YOUR INSTRUCTIONS: Nothing outside the range is wanted. Repeat exactly the lines below from the one with "jochembroekhoff: Indeed. That" through the one with "Even during scanning".

[Collected data]
+++++

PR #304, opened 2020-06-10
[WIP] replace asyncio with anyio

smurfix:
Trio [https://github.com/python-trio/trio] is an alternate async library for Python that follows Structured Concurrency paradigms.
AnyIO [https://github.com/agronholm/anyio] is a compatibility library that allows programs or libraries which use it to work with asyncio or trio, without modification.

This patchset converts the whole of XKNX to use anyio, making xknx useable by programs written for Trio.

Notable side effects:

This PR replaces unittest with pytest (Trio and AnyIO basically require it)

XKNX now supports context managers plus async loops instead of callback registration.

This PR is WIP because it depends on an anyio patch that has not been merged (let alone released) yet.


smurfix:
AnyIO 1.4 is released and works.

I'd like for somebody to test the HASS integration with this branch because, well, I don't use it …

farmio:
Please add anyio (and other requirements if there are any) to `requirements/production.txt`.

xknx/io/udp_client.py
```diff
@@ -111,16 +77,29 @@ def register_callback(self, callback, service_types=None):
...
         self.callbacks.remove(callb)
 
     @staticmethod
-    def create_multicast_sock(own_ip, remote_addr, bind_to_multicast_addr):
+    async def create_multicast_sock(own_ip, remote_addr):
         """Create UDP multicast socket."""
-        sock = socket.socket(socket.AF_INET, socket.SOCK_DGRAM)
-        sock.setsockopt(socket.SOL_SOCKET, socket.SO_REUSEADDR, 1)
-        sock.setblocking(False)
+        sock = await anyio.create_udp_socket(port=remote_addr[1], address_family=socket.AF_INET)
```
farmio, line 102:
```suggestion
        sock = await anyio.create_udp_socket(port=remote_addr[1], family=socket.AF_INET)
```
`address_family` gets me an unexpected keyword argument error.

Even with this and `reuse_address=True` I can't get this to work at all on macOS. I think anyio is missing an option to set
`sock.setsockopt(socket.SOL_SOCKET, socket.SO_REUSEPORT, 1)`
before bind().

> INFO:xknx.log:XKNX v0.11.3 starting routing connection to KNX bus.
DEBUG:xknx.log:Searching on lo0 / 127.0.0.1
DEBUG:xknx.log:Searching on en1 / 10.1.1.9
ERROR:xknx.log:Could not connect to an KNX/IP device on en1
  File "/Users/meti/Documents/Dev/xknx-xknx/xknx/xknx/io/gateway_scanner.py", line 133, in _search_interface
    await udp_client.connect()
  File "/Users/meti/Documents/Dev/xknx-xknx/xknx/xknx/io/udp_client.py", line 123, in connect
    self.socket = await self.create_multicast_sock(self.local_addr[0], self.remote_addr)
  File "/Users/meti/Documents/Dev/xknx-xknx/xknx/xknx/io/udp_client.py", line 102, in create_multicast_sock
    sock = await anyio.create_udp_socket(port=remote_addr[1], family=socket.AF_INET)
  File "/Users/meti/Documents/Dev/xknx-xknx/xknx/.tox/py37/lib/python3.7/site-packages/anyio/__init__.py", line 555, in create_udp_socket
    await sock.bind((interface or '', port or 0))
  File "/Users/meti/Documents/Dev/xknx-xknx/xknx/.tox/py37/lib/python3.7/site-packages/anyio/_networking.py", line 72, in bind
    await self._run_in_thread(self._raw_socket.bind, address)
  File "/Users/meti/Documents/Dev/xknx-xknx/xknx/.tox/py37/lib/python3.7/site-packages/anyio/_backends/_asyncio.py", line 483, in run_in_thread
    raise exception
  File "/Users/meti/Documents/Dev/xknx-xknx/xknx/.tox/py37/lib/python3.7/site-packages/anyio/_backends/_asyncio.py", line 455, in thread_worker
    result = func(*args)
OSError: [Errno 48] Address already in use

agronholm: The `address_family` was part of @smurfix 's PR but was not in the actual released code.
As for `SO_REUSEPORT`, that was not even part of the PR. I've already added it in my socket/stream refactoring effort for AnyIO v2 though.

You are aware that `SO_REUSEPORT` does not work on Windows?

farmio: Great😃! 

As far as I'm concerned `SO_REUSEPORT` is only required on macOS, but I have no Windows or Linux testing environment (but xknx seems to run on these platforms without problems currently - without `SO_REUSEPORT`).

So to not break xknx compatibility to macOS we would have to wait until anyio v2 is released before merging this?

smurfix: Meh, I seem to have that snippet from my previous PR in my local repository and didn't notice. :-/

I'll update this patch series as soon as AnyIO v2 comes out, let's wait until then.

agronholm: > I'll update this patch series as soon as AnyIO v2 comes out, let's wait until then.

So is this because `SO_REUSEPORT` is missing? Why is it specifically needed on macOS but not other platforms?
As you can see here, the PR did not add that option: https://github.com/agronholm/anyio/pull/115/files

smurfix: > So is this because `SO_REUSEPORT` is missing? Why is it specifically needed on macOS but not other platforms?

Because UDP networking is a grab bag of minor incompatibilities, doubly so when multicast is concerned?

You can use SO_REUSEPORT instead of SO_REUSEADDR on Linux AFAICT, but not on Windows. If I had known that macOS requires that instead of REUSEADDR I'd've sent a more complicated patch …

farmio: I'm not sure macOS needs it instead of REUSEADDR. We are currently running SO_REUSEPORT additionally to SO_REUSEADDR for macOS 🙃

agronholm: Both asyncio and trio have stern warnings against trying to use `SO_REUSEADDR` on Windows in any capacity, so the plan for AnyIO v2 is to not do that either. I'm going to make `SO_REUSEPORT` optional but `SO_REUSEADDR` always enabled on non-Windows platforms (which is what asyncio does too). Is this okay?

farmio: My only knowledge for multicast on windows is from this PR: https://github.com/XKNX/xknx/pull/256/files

+++++

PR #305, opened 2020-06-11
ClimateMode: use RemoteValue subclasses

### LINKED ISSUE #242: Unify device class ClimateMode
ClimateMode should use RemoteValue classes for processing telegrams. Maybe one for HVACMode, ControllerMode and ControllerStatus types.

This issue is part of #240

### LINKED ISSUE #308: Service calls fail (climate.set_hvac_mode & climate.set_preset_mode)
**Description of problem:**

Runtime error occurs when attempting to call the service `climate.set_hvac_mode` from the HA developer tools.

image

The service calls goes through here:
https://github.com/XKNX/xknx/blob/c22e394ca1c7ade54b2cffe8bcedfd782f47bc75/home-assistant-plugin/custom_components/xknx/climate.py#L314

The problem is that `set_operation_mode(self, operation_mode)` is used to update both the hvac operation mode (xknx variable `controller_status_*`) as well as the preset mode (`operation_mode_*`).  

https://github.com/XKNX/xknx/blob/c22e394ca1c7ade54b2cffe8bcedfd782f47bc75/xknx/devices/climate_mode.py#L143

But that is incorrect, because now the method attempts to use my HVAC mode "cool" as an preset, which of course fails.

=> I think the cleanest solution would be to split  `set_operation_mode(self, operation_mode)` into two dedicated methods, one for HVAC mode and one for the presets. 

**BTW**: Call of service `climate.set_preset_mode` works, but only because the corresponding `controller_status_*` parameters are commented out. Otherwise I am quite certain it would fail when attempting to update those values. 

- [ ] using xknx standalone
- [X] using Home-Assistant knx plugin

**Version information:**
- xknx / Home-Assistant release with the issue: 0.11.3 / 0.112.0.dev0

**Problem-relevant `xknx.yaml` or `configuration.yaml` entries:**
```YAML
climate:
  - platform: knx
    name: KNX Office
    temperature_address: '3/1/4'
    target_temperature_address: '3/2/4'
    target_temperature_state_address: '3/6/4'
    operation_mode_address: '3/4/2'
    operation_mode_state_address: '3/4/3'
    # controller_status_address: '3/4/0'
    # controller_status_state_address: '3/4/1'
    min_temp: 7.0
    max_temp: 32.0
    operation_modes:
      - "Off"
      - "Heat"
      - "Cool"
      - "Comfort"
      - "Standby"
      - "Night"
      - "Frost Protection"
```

+++++

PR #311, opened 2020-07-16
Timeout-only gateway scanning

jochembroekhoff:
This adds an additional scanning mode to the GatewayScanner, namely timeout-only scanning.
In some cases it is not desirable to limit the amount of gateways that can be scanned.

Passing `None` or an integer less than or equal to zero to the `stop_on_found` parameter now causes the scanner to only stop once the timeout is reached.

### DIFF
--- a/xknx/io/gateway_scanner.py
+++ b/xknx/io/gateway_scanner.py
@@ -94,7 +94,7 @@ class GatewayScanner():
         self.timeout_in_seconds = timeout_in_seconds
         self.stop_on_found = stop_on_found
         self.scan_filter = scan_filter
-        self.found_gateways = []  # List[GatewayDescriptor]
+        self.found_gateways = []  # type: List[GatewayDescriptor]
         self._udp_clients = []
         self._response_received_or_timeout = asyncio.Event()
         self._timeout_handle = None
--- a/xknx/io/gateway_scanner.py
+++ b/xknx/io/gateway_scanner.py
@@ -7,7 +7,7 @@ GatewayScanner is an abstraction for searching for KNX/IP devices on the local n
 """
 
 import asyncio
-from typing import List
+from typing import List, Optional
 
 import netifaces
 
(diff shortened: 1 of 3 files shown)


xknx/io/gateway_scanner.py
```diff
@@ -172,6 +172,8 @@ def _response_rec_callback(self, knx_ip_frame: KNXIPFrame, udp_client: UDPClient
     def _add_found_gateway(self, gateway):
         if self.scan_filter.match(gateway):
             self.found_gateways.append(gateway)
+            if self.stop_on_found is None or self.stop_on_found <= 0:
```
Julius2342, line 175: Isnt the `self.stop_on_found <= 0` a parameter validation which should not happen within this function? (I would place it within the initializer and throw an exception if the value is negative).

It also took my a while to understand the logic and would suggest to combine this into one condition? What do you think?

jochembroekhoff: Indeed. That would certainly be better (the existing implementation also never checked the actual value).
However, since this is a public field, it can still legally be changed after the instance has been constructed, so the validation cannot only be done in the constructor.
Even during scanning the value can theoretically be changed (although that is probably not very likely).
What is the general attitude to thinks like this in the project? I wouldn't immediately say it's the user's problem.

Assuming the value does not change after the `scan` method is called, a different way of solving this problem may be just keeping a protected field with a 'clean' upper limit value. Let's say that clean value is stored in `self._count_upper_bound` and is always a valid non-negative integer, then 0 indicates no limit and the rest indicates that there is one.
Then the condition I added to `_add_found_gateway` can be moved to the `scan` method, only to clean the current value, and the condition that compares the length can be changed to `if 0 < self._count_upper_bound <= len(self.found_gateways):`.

+++++

TASK RESPONSE:
jochembroekhoff: Indeed. That would certainly be better (the existing implementation also never checked the actual value).
However, since this is a public field, it can still legally be changed after the instance has been constructed, so the validation cannot only be done in the constructor.
Even during scanning the value can theoretically be changed (although that is probably not very likely).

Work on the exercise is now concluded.